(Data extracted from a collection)
PR #1187, opened 2018-04-06
Added Pod Security Policies to the HELM Charts

FaKod:
I added a default set of rather restrictive Pod Security Policies (PSP) to the charts.
The Alert Manager is created without a SA, so I had to add a PSP to the default SA.

This change is required once you enable the Admission Controller PodSecurityPolicy.
However, this is a draft to make it work. It should be definitely more configurable.

### DIFF
--- a/helm/alertmanager/values.yaml
+++ b/helm/alertmanager/values.yaml
@@ -175,14 +175,14 @@ global:
 ## Ref: https://github.com/coreos/prometheus-operator/blob/master/Documentation/user-guides/storage.md
 ##
 storageSpec: {}
-  #  volumeClaimTemplate:
-  #    spec:
+#  volumeClaimTemplate:
+#    spec:
 #      storageClassName: gluster
-  #      accessModes: ["ReadWriteOnce"]
-  #      resources:
-  #        requests:
-  #          storage: 50Gi
-  #    selector: {}
+#      accessModes: ["ReadWriteOnce"]
+#      resources:
+#        requests:
+#          storage: 50Gi
+#    selector: {}
 
 # default rules are in templates/alertmanager.rules.yaml
 # prometheusRules: {}
--- a/helm/alertmanager/values.yaml
+++ b/helm/alertmanager/values.yaml
@@ -165,22 +165,24 @@ service:
   ##
   type: ClusterIP
 
-## If true, create & use RBAC resources
+## If true, create & use RBAC resources resp. Pod Security Policies
 ##
-rbacEnable: true
+global:
+  rbacEnable: true
+  pspEnable: true
 
 ## Alertmanager StorageSpec for persistent data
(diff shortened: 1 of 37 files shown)


gianrubio:
@FaKod CI is failling because you forget to bump charts, please read this [guide](https://github.com/coreos/prometheus-operator/tree/master/helm#how-to-contribue)

helm/alertmanager/values.yaml
```diff
@@ -153,22 +153,24 @@ service:
   ##
   type: ClusterIP
 
-## If true, create & use RBAC resources
+## If true, create & use RBAC resources resp. Pod Security Policies
 ##
-rbacEnable: true
+global:
+  rbacEnable: true
```
gianrubio: nice catch

helm/alertmanager/values.yaml
```diff
@@ -153,22 +153,24 @@ service:
...
+  pspEnable: true
 
 ## Alertmanager StorageSpec for persistent data
 ## Ref: https://github.com/coreos/prometheus-operator/blob/master/Documentation/user-guides/storage.md
 ##
 storageSpec: {}
-#  volumeClaimTemplate:
-#    spec:
+  #  volumeClaimTemplate:
```
gianrubio: please rollback the indentation

helm/exporter-node/templates/psp-clusterrole.yaml
```diff
@@ -0,0 +1,21 @@
+{{- if .Values.global.pspEnable }}
```
gianrubio: Rbac should be required to create ClusterRole and ClusterRoleBinding please add the line below in all resource added by you

``` {{- if .Values.global.rbacEnable }} ```

FaKod:
@brancz If you enable the PSP admission controller no POD gets created. So at least one PSP for SA default (for the alertmanager) and all the other SAs is needed. If we do not want to have chart dependencies, this is an acceptable way to do it, imho.

brancz:
That makes sense. I wasn't advocating for not having a PSP here, I was saying we should only need 2, 1 for the node-exporter and one for the rest of the components.

FaKod:
@brancz "...one for the rest of the components..." This are all different HELm charts, so you mean one of the same name in all charts (except node-exporter)? Or how do you handle the dependencies?

brancz:
Ah gotcha, sorry you're right, as these are separate charts, there's not really the possibility for a shared PSP. Hmm a shame, but I don't see a better way then this.

gianrubio:
Sorry @FaKod to not merge your PR, I still need few more day to to test this charts

mrueg:
Any chance to get this in soon? Would be super helpful on my deployment!

gianrubio:
I rebased the branch, I'll merge on green

gianrubio:
thanks @FaKod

» Exercise goal: Set the data down again in full. Keep it exact.

» Solved problem:
PR #1187, opened 2018-04-06
Added Pod Security Policies to the HELM Charts

FaKod:
I added a default set of rather restrictive Pod Security Policies (PSP) to the charts.
The Alert Manager is created without a SA, so I had to add a PSP to the default SA.

This change is required once you enable the Admission Controller PodSecurityPolicy.
However, this is a draft to make it work. It should be definitely more configurable.

### DIFF
--- a/helm/alertmanager/values.yaml
+++ b/helm/alertmanager/values.yaml
@@ -175,14 +175,14 @@ global:
 ## Ref: https://github.com/coreos/prometheus-operator/blob/master/Documentation/user-guides/storage.md
 ##
 storageSpec: {}
-  #  volumeClaimTemplate:
-  #    spec:
+#  volumeClaimTemplate:
+#    spec:
 #      storageClassName: gluster
-  #      accessModes: ["ReadWriteOnce"]
-  #      resources:
-  #        requests:
-  #          storage: 50Gi
-  #    selector: {}
+#      accessModes: ["ReadWriteOnce"]
+#      resources:
+#        requests:
+#          storage: 50Gi
+#    selector: {}
 
 # default rules are in templates/alertmanager.rules.yaml
 # prometheusRules: {}
--- a/helm/alertmanager/values.yaml
+++ b/helm/alertmanager/values.yaml
@@ -165,22 +165,24 @@ service:
   ##
   type: ClusterIP
 
-## If true, create & use RBAC resources
+## If true, create & use RBAC resources resp. Pod Security Policies
 ##
-rbacEnable: true
+global:
+  rbacEnable: true
+  pspEnable: true
 
 ## Alertmanager StorageSpec for persistent data
(diff shortened: 1 of 37 files shown)


gianrubio:
@FaKod CI is failling because you forget to bump charts, please read this [guide](https://github.com/coreos/prometheus-operator/tree/master/helm#how-to-contribue)

helm/alertmanager/values.yaml
```diff
@@ -153,22 +153,24 @@ service:
   ##
   type: ClusterIP
 
-## If true, create & use RBAC resources
+## If true, create & use RBAC resources resp. Pod Security Policies
 ##
-rbacEnable: true
+global:
+  rbacEnable: true
```
gianrubio: nice catch

helm/alertmanager/values.yaml
```diff
@@ -153,22 +153,24 @@ service:
...
+  pspEnable: true
 
 ## Alertmanager StorageSpec for persistent data
 ## Ref: https://github.com/coreos/prometheus-operator/blob/master/Documentation/user-guides/storage.md
 ##
 storageSpec: {}
-#  volumeClaimTemplate:
-#    spec:
+  #  volumeClaimTemplate:
```
gianrubio: please rollback the indentation

helm/exporter-node/templates/psp-clusterrole.yaml
```diff
@@ -0,0 +1,21 @@
+{{- if .Values.global.pspEnable }}
```
gianrubio: Rbac should be required to create ClusterRole and ClusterRoleBinding please add the line below in all resource added by you

``` {{- if .Values.global.rbacEnable }} ```

FaKod:
@brancz If you enable the PSP admission controller no POD gets created. So at least one PSP for SA default (for the alertmanager) and all the other SAs is needed. If we do not want to have chart dependencies, this is an acceptable way to do it, imho.

brancz:
That makes sense. I wasn't advocating for not having a PSP here, I was saying we should only need 2, 1 for the node-exporter and one for the rest of the components.

FaKod:
@brancz "...one for the rest of the components..." This are all different HELm charts, so you mean one of the same name in all charts (except node-exporter)? Or how do you handle the dependencies?

brancz:
Ah gotcha, sorry you're right, as these are separate charts, there's not really the possibility for a shared PSP. Hmm a shame, but I don't see a better way then this.

gianrubio:
Sorry @FaKod to not merge your PR, I still need few more day to to test this charts

mrueg:
Any chance to get this in soon? Would be super helpful on my deployment!

gianrubio:
I rebased the branch, I'll merge on green

gianrubio:
thanks @FaKod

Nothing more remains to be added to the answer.